Including those of us whose dear friends and family members -- plural -- are now at the age of 45+ living with herpes.

Courtesy of spouses' adultery.


I know somebody that went through this as well.She stopped being interested in sex and didn't look after him.Now separated and I don't believe she seriously will date any man again.Age 57.
 notdating-forumsonly
Joined: 4/6/2012
Msg: 48
Would you date someone who admitted to previous affairs
Posted: 7/2/2012 3:39:32 PM

If the person explained that the reason their previous monogamous relationship (marriage) ended was because s/he had long ago stopped loving, honoring and cherishing their partner, is that a deal breaker?

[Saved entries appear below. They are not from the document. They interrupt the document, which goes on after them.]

PR #2518, opened 2026-06-16
feat(simulation-region-connector): Extend scenarios with an interaction block for termination requests

### LINKED ISSUE #2517: Simulation Region Connector: Add Termination Request Interaction
## Short Description
When executing a test scenario it should be possible to await a termination request and only move on with the scenario once the request was received.

## Acceptance Criteria
- Test scenarios are extended with an interaction step that awaits termination requests

fweingartshofer:
The simulation-region-connector now supports scenarios with a termination interaction step that allows scenarios to await termination requests before moving on to the next steps

### DIFF
--- a/region-connectors/region-connector-simulation/src/main/java/energy/eddie/regionconnector/simulation/engine/constraints/TerminationFollowedByConstraint.java
+++ b/region-connectors/region-connector-simulation/src/main/java/energy/eddie/regionconnector/simulation/engine/constraints/TerminationFollowedByConstraint.java
@@ -1,0 +1,28 @@
+// SPDX-FileCopyrightText: 2026 The EDDIE Developers <eddie.developers@fh-hagenberg.at>
+// SPDX-License-Identifier: Apache-2.0
+
+package energy.eddie.regionconnector.simulation.engine.constraints;
+
+import energy.eddie.cim.agnostic.PermissionProcessStatus;
+import energy.eddie.regionconnector.simulation.engine.constraints.results.ConstraintOk;
+import energy.eddie.regionconnector.simulation.engine.constraints.results.ConstraintResult;
+import energy.eddie.regionconnector.simulation.engine.constraints.results.ConstraintViolation;
+import energy.eddie.regionconnector.simulation.engine.steps.Model;
+import energy.eddie.regionconnector.simulation.engine.steps.StatusChangeStep;
+import energy.eddie.regionconnector.simulation.engine.steps.TerminationInteractionStep;
+
+public class TerminationFollowedByConstraint implements StructuralConstraint {
+    @Override
+    public ConstraintResult violatesConstraint(Model current, Model next) {
+        if (!(current instanceof TerminationInteractionStep) || next == null) {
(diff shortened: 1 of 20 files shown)


region-connectors/region-connector-simulation/src/main/java/energy/eddie/regionconnector/simulation/engine/constraints/TerminationFollowedByConstraint.java
re1, line 1: Generally, the permission could remain in the TERMINATED state, can it not? I assume from this that you want to specifically want the simulation connector to use the REQUIRES_EXTERNAL_TERMINATION branch? If so, why not change it automatically to that state as you do in `WaitForTerminationStep#onTermination`?

Image

fweingartshofer: No,, in the first if statement you can see that it is ok if the termination is followed by nothing: `next == null`

re1: Stupid of me. I was focusing too much on the naming and did not follow the code flow correctly.

re1 (dismissed):

region-connectors/region-connector-simulation/src/main/java/energy/eddie/regionconnector/simulation/engine/constraints/TerminationFollowedByConstraint.java
fweingartshofer: Haha, no worries, I also did a double take.

region-connectors/region-connector-simulation/src/main/java/energy/eddie/regionconnector/simulation/engine/steps/runtime/WaitForTerminationStep.java
```diff
@@ -21,23 +20,19 @@ public WaitForTerminationStep(Duration waitFor) {
...
+            var res = ctx.documentStreams()
+                         .getTerminationStream()
+                         .any(permissionId -> permissionId.equals(ctx.permissionId()))
+                         .timeout(waitFor)
+                         .block();
+            if (Boolean.TRUE.equals(res)) {
+                return List.of(new StatusEmissionStep(PermissionProcessStatus.TERMINATED));
+            }
+        } catch (RuntimeException ignored) {
+            // No Op
```
re1, line 34: Just unsure about the comment here. The No Op here is actually us not reacting to the specific exceptions, but deferring throwing an exception to the next statement. Might work out here, since both the result being "false" and the `TimeoutException` from `timeout` can be interpreted as "never received a termination message". A `RuntimeException` from `block` is probably not realistic without having introduced a bug.

Maybe its just me re-reading this multiple times to confirm your intention with ignoring the exception, but a small actual comment stating why we ignore the exception might help.

re1 (approved):

PR #2523, opened 2026-06-18
fix(core): Fix bug where management APIs could be accessed from the public port when context-path is given

fweingartshofer:
Fix a bug where if the context path is set via `server.servlet.context-path`, the `InternalEndpointsFilter` would not match any management paths and would make all of them available via the public port instead of the management port. The reason for this is that the `InternalEndpointsFilter` does not take the context path into account when matching paths.


core/src/main/java/energy/eddie/core/ManagementApiConfig.java
```diff
@@ -57,7 +59,7 @@ public ManagementApiConfig(
 
     @Bean
     public ServletWebServerFactory servletContainer() {
-        Connector connector = new Connector(TomcatServletWebServerFactory.DEFAULT_PROTOCOL);
+        Connector connector = new Connector(TomcatWebServerFactory.DEFAULT_PROTOCOL);
```
fweingartshofer, line 62: Unrelated, but fixes a sonar warning.

benjaminellmer (approved):

PR #2524, opened 2026-06-19
fix(aiida): Sonar issues

Flo-Auzi:
- Resolve small sonar issues arisen from inbound data source refactoring

### DIFF
--- a/aiida/src/test/java/energy/eddie/aiida/aggregator/OutboundAggregatorTest.java
+++ b/aiida/src/test/java/energy/eddie/aiida/aggregator/OutboundAggregatorTest.java
@@ -15,7 +15,6 @@ import energy.eddie.api.agnostic.aiida.ObisCode;
 import nl.altindag.log.LogCaptor;
 import org.junit.jupiter.api.AfterEach;
 import org.junit.jupiter.api.BeforeEach;
-import org.junit.jupiter.api.Disabled;
 import org.junit.jupiter.api.Test;
 import org.junit.jupiter.api.extension.ExtendWith;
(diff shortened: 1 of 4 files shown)


aiida/src/test/java/energy/eddie/aiida/aggregator/OutboundAggregatorTest.java
```diff
@@ -74,9 +74,10 @@ class OutboundAggregatorTest {
     @BeforeEach
     void setUp() {
         StepVerifier.setDefaultTimeout(Duration.ofSeconds(2));
+        now = Instant.parse("2026-06-19T12:00:00Z");
```
tformatix: maybe not call it now then (as it is not now anymore)

tformatix (commented):
tiny issue - otherwise it looks good to me :)

aiida/src/test/java/energy/eddie/aiida/aggregator/OutboundAggregatorTest.java
Flo-Auzi: Renamed to "start" as the other timestamps reference this as the valid starting time.

fweingartshofer (commented):
I think the OutboundAggregatorTest broke.

tformatix (dismissed):

Flo-Auzi:
> I think the OutboundAggregatorTest broke.

Yes, it got inconsistent because we now created two AiidaRecords with the exact same timestamp instead of the previous sequential Instant.now(). -> fixed

tformatix (approved):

Yes, because they had the full opportunity to get counseling or get out of the relationship knowing how they felt if they tried to resolve it fully.

Yes, it would be a deal breaker for me.
 boaterguy7
Joined: 5/24/2011
Msg: 49
Would you date someone who admitted to previous affairs
Posted: 7/2/2012 7:39:32 PM
It would be a show-stopper for me.
 statemachine500
Joined: 8/25/2011
Msg: 50
Would you date someone who admitted to previous affairs
Posted: 7/2/2012 7:52:26 PM

If the person explained that the reason their previous monogamous relationship (marriage) ended was because s/he had long ago stopped loving, honoring and cherishing their partner, is that a deal breaker?


Yes, because they had the full opportunity to get counseling or get out of the relationship knowing how they felt if they tried to resolve it fully.

Yes, it would be a deal breaker for me.


So much idealism.Maybe the hippies are here too.

Who says both would agree to counseling?Maybe one had a hidden alcohol problem.Maybe keeping everything right side up for the kids and the elderly parents was more important.Maybe the other partner was having,or had an affair and things just were not real.There could be many reasons and I know one thing for sure.Both sides are vulnerable and it happens all the time.Anybody that says otherwise has just never been there.